In 1662, Sir William Davenant
obtained a patent for building "the Duke's Theatre," in Little Lincoln's
Inn Fields, which he opened with the play of "the Siege of Rhodes,"
written by himself. The above company performed here till 1671, when
another "Duke's Theatre." was built in Dorset Gardens,[1] by Sir
Christopher Wren, in a similar style of architecture to that in Lincoln's
Inn Fields. The company removed thither, November 9, in the same year, and
continued performing till the union of the Duke and the King's Companies,
in 1682; and performances were continued occasionally here until 1697. The
building was demolished about April, 1709, and the site is now occupied by
the works of a Gas Light Company.
[1] At the end of Dorset-street, now communicating with Fleet-street,
through Salisbury-square and Salisbury-court.

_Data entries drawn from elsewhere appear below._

PR #855, opened 2023-02-09
feat(common): remove costly compactions when sending entity events in Kafka

bobeal:


subscription-service/src/main/kotlin/com/egm/stellio/subscription/service/EntityEventListenerService.kt
```diff
@@ -73,16 +73,16 @@ class EntityEventListenerService(
     }
 
     private suspend fun handleEntityEvent(
-        updatedAttributes: Set<String>,
+        updatedAttributes: Set<ExpandedTerm>,
         entityPayload: String,
-        contexts: List<String>
+        contexts: List<ExpandedTerm>
```
gpoujol, line 78: Contexts is still a list of string

shared/src/main/kotlin/com/egm/stellio/shared/model/EntityEvent.kt
```diff
@@ -24,14 +24,14 @@ open class EntityEvent(
     val operationType: EventsType,
     open val sub: String?,
     open val entityId: URI,
-    open val entityTypes: List<String>,
-    open val contexts: List<String>
+    open val entityTypes: List<ExpandedTerm>,
+    open val contexts: List<ExpandedTerm>
```
gpoujol, line 28: Context is still String. Same everywhere here

gpoujol (approved):

PR #856, opened 2023-02-13
refactor: better SoC in core API services and query improvements

bobeal:
- use entity service as the main entrypoint for core API services (avoid cyclic dependencies)
- use native JSON type for data persisted as jsonb
- async delete of attributes and attributes instances (better performance)

### DIFF
--- a/search-service/src/test/kotlin/com/egm/stellio/search/util/TestUtils.kt
+++ b/search-service/src/test/kotlin/com/egm/stellio/search/util/TestUtils.kt
@@ -47,4 +47,4 @@ fun buildSapAttribute(specificAccessPolicy: AuthContextModel.SpecificAccessPolic
 }
 
 const val EMPTY_PAYLOAD = "{}"
-val EMPTY_JSON_PAYLOAD = Json.of("{}")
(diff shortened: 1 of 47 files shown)


search-service/src/test/kotlin/com/egm/stellio/search/util/TestUtils.kt
```diff
@@ -44,3 +45,6 @@ fun buildSapAttribute(specificAccessPolicy: AuthContextModel.SpecificAccessPolic
         expandJsonLdFragment(AUTH_TERM_SAP, sapPropertyFragment, AuthContextModel.AUTHORIZATION_API_DEFAULT_CONTEXTS)
     )[0]
 }
+
+const val EMPTY_PAYLOAD = "{}"
+val EMPTY_JSON_PAYLOAD = Json.of("{}")
```
gpoujol, line 50: Maybe we can write `val EMPTY_JSON_PAYLOAD = Json.of($EMPTY_PAYLOAD)`

gpoujol (approved):

bobeal:
@gpoujol only one single comment? :(

gpoujol (approved):

PR #864, opened 2023-02-20
fix: add a check on idPattern info in subscriptions

gpoujol:


subscription-service/src/main/kotlin/com/egm/stellio/subscription/service/SubscriptionService.kt
```diff
@@ -61,6 +62,8 @@ class SubscriptionService(
             checkTimeIntervalGreaterThanZero(subscription).bind()
             checkSubscriptionValidity(subscription).bind()
             checkExpiresAtInTheFuture(subscription).bind()
+            checkExpiresAtInTheFuture(subscription).bind()
```
bobeal, line 65: Duplicate check?

bobeal (approved):

PR #865, opened 2023-02-21
fix: check attribute existence by all reference or one

gpoujol:


bobeal:
- A better solution is already implemented (check the code of `deleteInstance`)
- And btw, the `deleteInstance` function is not correct (it is even easy to make it fail)

gpoujol:
> * A better solution is already implemented (check the code of `deleteInstance`)
> 
>     * And btw, the `deleteInstance` function is not correct (it is even easy to make it fail)

I don't see why it's not correct and what I can use of this function

search-service/src/main/kotlin/com/egm/stellio/search/service/TemporalEntityAttributeService.kt
```diff
@@ -654,7 +654,7 @@ class TemporalEntityAttributeService(
                     from temporal_entity_attribute 
                     where entity_id = :entity_id 
                     and attribute_name = :attribute_name
-                    ${datasetId.toDatasetIdFilter()}
+                    ${datasetId.toDatasetIdFilter()}
```
bobeal, line 657: ?

Issue #683, opened 2022-06-06
Complete support for NGSI-LD Query Language


bobeal:
Advanced features of NGSI-LD query language is not yet implemented (e.g., attribute path).

PR #869, opened 2023-02-26
feat: add support for NGSI-LD Query Language #683

bobeal:


gpoujol (approved):

search-service/src/main/kotlin/com/egm/stellio/search/util/TemporalQueryUtils.kt
```diff
@@ -1,32 +1,33 @@
...
         Pair(pagination.limitDefault, pagination.limitMax),
         requestParams,
         contextLink
-    )
+    ).bind()
+
     if (queryParams.types.isEmpty() && queryParams.attrs.isEmpty() && inQueryEntities)
-        throw BadRequestDataException("Either type or attrs need to be present in request parameters")
+        BadRequestDataException("Either type or attrs need to be present in request parameters")
+            .left().bind<TemporalEntitiesQuery>()
```
gpoujol, line 30: why add <TemporalEntitiesQuery>

search-service/src/main/kotlin/com/egm/stellio/search/util/TemporalQueryUtils.kt
```diff
@@ -36,17 +37,20 @@ fun parseAndCheckQueryParams(
...
-    val temporalQuery = buildTemporalQuery(requestParams, inQueryEntities)
+    val temporalQuery = buildTemporalQuery(requestParams, inQueryEntities).bind()
 
-    return TemporalEntitiesQuery(
+    TemporalEntitiesQuery(
         queryParams = queryParams,
         temporalQuery = temporalQuery,
         withTemporalValues = withTemporalValues,
         withAudit = withAudit
     )
```
gpoujol, line 47: there shouldn't be `.right` at the end ?

bobeal: no it is in a either effect (and actually compilation would have failed if the return type was not correct)

search-service/src/main/kotlin/com/egm/stellio/search/util/TemporalQueryUtils.kt
bobeal: I have a warning if not (but don't really know why it can't automatically infer it, we have the same thing in the web handlers)

PR #872, opened 2023-03-02
feat: implement entity type selection language for search service

gpoujol:


bobeal:
LGTM

subscription-service/src/main/kotlin/com/egm/stellio/subscription/model/EntityTypeSelector.kt
```diff
@@ -1,10 +1,9 @@
 package com.egm.stellio.subscription.model
 
-import com.egm.stellio.shared.model.ExpandedTerm
 import java.net.URI
 
-data class EntityInfo(
+data class EntityTypeSelector(
```
bobeal, line 5: I see no occurrence of `EntityTypeSelector` in the specification

subscription-service/src/main/kotlin/com/egm/stellio/subscription/service/NotificationService.kt
```diff
@@ -34,7 +34,13 @@ class NotificationService(
         either {
             val id = ngsiLdEntity.id
             val types = ngsiLdEntity.types
-            subscriptionService.getMatchingSubscriptions(id, types, updatedAttributes)
+            subscriptionService.getMatchingSubscriptions(id, updatedAttributes)
+                .filter {
+                    subscriptionService.isMatchingTypesQuery(
```
bobeal, line 39: no other solution than doing an extra query for types? :(

subscription-service/src/main/resources/db/migration/V0_19__expand_size_entity_info_type_solomn.sql
```diff
@@ -0,0 +1 @@
+alter table entity_info alter COLUMN "type" type varchar(1024);
```
bobeal, line 1: what is this doing here?

subscription-service/src/main/kotlin/com/egm/stellio/subscription/service/NotificationService.kt
gpoujol: otherwise I don't see how to retrieve the type of the entities part of a subscription to use the function `buildTypeQuery`

subscription-service/src/main/resources/db/migration/V0_19__expand_size_entity_info_type_solomn.sql
gpoujol: I update the size of the column because for some test the size is too small currently (128)

subscription-service/src/main/kotlin/com/egm/stellio/subscription/model/EntityTypeSelector.kt
gpoujol: I will change that

Issue #3624, opened 2025-01-27
Internal compiler error: java.lang.AssertionError: array store with invalid types at org.eclipse.jdt.internal.compiler.codegen.OperandStack.xastore(OperandStack.java:168)


Albex:
Consider this snippet:

```java
import java.util.Arrays;

public class FailToCompile
{
    public static void main(String[] args)
    {
        D<Object> a = new ACDClass();
        C<Object, Object> c = new ACDClass();
        Arrays.asList(a, c); // fail to compile
        Arrays.<A<Object>>asList(a, c);// compile
    }

    static class ACDClass implements A, C, D {}
    interface A<AA> {}
    interface B<AA> {}
    interface C<AA, BB> extends A<AA>, B<BB> {}
    interface D<AA> extends A<AA>, B<Object> {}
}
```

It fails to compile from version 3.39.0+ with error:
```
Internal compiler error: java.lang.AssertionError: array store with invalid types at org.eclipse.jdt.internal.compiler.codegen.OperandStack.xastore(OperandStack.java:168)
```
It compiles using javac 21 or ecj version 3.38.0 or prior.

srikanth-sankaran:
I'll take a look

srikanth-sankaran:
Reproduced on master/HEAD

PR #3644, opened 2025-01-31
AssertionError: array store with invalid types at org.eclipse.jdt.internal.compiler.codegen.OperandStack.xastore

srikanth-sankaran:
Do not admit arrays with non-reifiable element types into book keeping. 

* Fixes https://github.com/eclipse-jdt/eclipse.jdt.core/issues/3624

### DIFF
--- a/org.eclipse.jdt.core.compiler.batch/src/org/eclipse/jdt/internal/compiler/codegen/OperandStack.java
+++ b/org.eclipse.jdt.core.compiler.batch/src/org/eclipse/jdt/internal/compiler/codegen/OperandStack.java
@@ -18,6 +18,7 @@ import java.util.Stack;
 import java.util.function.Supplier;
 import org.eclipse.jdt.internal.compiler.ClassFile;
 import org.eclipse.jdt.internal.compiler.lookup.ArrayBinding;
+import org.eclipse.jdt.internal.compiler.lookup.IntersectionTypeBinding18;
 import org.eclipse.jdt.internal.compiler.lookup.ReferenceBinding;
 import org.eclipse.jdt.internal.compiler.lookup.Scope;
 import org.eclipse.jdt.internal.compiler.lookup.TypeBinding;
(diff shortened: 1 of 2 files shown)


srikanth-sankaran:
@stephan-herrmann - I need some consulting help on this one.

It appears that the type verification assertions done by `org.eclipse.jdt.internal.compiler.codegen.OperandStack.xastore()` while well intended, backfire in some cases. 

In this PR I have captured the test case and if you pull the changes and debug the test `org.eclipse.jdt.core.tests.compiler.regression.GenericsRegressionTest.testIssue3624()`
with a breakpoint in `org.eclipse.jdt.internal.compiler.codegen.CodeStream.anewarray(TypeBinding)`
you can see that we are trying to create an array with the element type being `java.lang.Object & A<java.lang.Object> & B<java.lang.Object>`

Since Java doesn't allow generic array creation, this problem is unique to the internal array created to hold variable arity arguments.

From the operand stack types tracking point of view, I really want to drop the parameterizations and say that the array is of the erased element type. 

But if I modify the line

`this.operandStack.push(scope.createArrayType(typeBinding, 1));`

in `org.eclipse.jdt.internal.compiler.codegen.CodeStream.anewarray(TypeBinding)` to be 

`this.operandStack.push(scope.createArrayType(typeBinding.erasure(), 1));`

I get back the receiver itself from the erasure call. 

It appears that for https://bugs.eclipse.org/bugs/show_bug.cgi?id=537089 you defined `org.eclipse.jdt.internal.compiler.lookup.IntersectionTypeBinding18.erasure()` to ignore j.l.O appearing as the class in an `IntersectionTypeBinding18`

When I called `erasure()` on `IntersectionTypeBinding18` typed receiver, I kind of sort of expected the behavior similar to `org.eclipse.jdt.internal.compiler.lookup.WildcardBinding.erasure()` for intersection types and was not prepared for the receiver being returned as is. 

What I want to do is:

If the element type of anewarray happens to have parameterizations, reach for the erasure which could be the class (jlO in this case) or the first interface's erasure so that the sanity checks in OperandStack are not overstrict and fail.

(Aside: Why they currently blow up itself is a good question. Where `org.eclipse.jdt.internal.compiler.codegen.OperandStack.xastore()` blows up currently with the test case, the array is seen to be of element type `java.lang.Object & A<java.lang.Object> & B<java.lang.Object>` and the stored value is seen to be of type `D` which implements `implements : A<AA>, B<java.lang.Object>`

See the parameterization mismatch for A (object in array and AA in value being stored) - I don't know if this difference itself is legitimate. )

What do you advise ?

srikanth-sankaran:
A strawman fix - a bit coarse.

`org.eclipse.jdt.internal.compiler.lookup.TypeBinding.isReifiable()` answers true for `IntersectionTypeBinding18` ! Corrected.

srikanth-sankaran:
I think I am happy with this fix + a follow on defect against `IntersectionTypeBinding18.erasure()` returning the receiver under some circumstances making the return value non-reifiable.

PR #3673, opened 2025-02-04
Stop using JLS3 in converter tests

akurtakov:
AST overrides to JLS8 so this change makes the tests easier to understand.
By using first supported JLS version explicitly (parser creation) or implicitly (calling runConversion without astLevel) tests have less silently overriden parts.

### DIFF
--- a/org.eclipse.jdt.core.tests.model/src/org/eclipse/jdt/core/tests/dom/ASTConverter15Test.java
+++ b/org.eclipse.jdt.core.tests.model/src/org/eclipse/jdt/core/tests/dom/ASTConverter15Test.java
@@ -48,7 +48,7 @@ public class ASTConverter15Test extends ConverterTestSetup {
 	@Override
 	public void setUpSuite() throws Exception {
 		super.setUpSuite();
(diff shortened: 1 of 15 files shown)


srikanth-sankaran:
@akurtakov - this commit seems to cause a number of failures in `org.eclipse.jdt.core.tests.dom.ASTConverterRecoveryTest` - can you take a look ? Many (but many not be all) failures from https://github.com/eclipse-jdt/eclipse.jdt.core/pull/3675 are connected to this. Thanks in advance

srikanth-sankaran:
> @akurtakov - this commit seems to cause a number of failures in `org.eclipse.jdt.core.tests.dom.ASTConverterRecoveryTest` - can you take a look ? Many (but many not be all) failures from #3675 are connected to this. Thanks in advance

https://github.com/eclipse-jdt/eclipse.jdt.core/issues/3678

srikanth-sankaran:
This jdt.core PR looks strange to me. It says 6 checks passed. How come a full tests runs is not there ??!

akurtakov:
I would guess that Jenkins was temporary down and thus missed the event to verify this PR.

Issue #3665, opened 2025-02-03
[Records] Simplify ECJ's grammar for record classes 


srikanth-sankaran:
Consider this grammar fragment:

```
RecordBody ::= '{' RecordBodyDeclarationopt '}'
/.$putCase consumeRecordBody(); $break ./
/:$readableName RecordBody:/
/:$compliance 14:/

RecordBodyDeclarationopt ::= $empty
/.$putCase consumeEmptyRecordBodyDeclaration(); $break ./
RecordBodyDeclarationopt -> RecordBodyDeclarations
/:$readableName RecordBodyDeclarationopt:/
/:$compliance 14:/

RecordBodyDeclarations ::= RecordBodyDeclaration
RecordBodyDeclarations ::= RecordBodyDeclarations RecordBodyDeclaration
/.$putCase consumeRecordBodyDeclarations(); $break ./
/:$readableName RecordBodyDeclarations:/
/:$compliance 14:/

RecordBodyDeclaration ::=  ClassBodyDeclaration
/.$putCase consumeRecordBodyDeclaration(); $break ./
RecordBodyDeclaration ::=  CompactConstructorDeclaration
/.$putCase consumeRecordBodyDeclaration(); $break ./
/:$readableName RecordBodyDeclaration:/
/:$compliance 14:/

CompactConstructorDeclaration ::= CompactConstructorHeader MethodBody
/.$putCase consumeCompactConstructorDeclaration(); $break ./
/:$readableName CompactConstructorDeclaration:/
/:$compliance 14:/

CompactConstructorHeader ::= CompactConstructorHeaderName MethodHeaderThrowsClauseopt
/.$putCase consumeCompactConstructorHeader(); $break ./
/:$readableName CompactConstructorDeclaration:/
/:$compliance 14:/

CompactConstructorHeaderName ::= Modifiersopt 'Identifier'
/.$putCase consumeCompactConstructorHeaderName(); $break ./
CompactConstructorHeaderName ::= Modifiersopt TypeParameters 'Identifier'
/.$putCase consumeCompactConstructorHeaderNameWithTypeParameters(); $break ./
/:$readableName CompactConstructorHeaderName:/
/:$compliance 14:/
```

The key difference between a record's body and a class's body is that the former may have compact constructor declarations.
It would seem this whole fragment could be eliminated and we could simply use `ClassBody` non-terminal in place of `RecordBody` if
[...]

PR #3675, opened 2025-02-04
Grammar simplification for Record classes: Merge RecordBody with ClassBody

srikanth-sankaran:
* Partial fix for https://github.com/eclipse-jdt/eclipse.jdt.core/issues/3665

The Duke's Theatre, as the engraving shows, had a handsome front towards
the river, with a landing-place for visiters by water, a fashion which
prevailed in the early age of the Drama, if we may credit the assertion of
Taylor, the water poet, that about the year 1596, the number of watermen
maintained by conveying persons to the theatres on the banks of the
Thames, was not less than 40,000, showing a love of the drama at that
early period which is very extraordinary.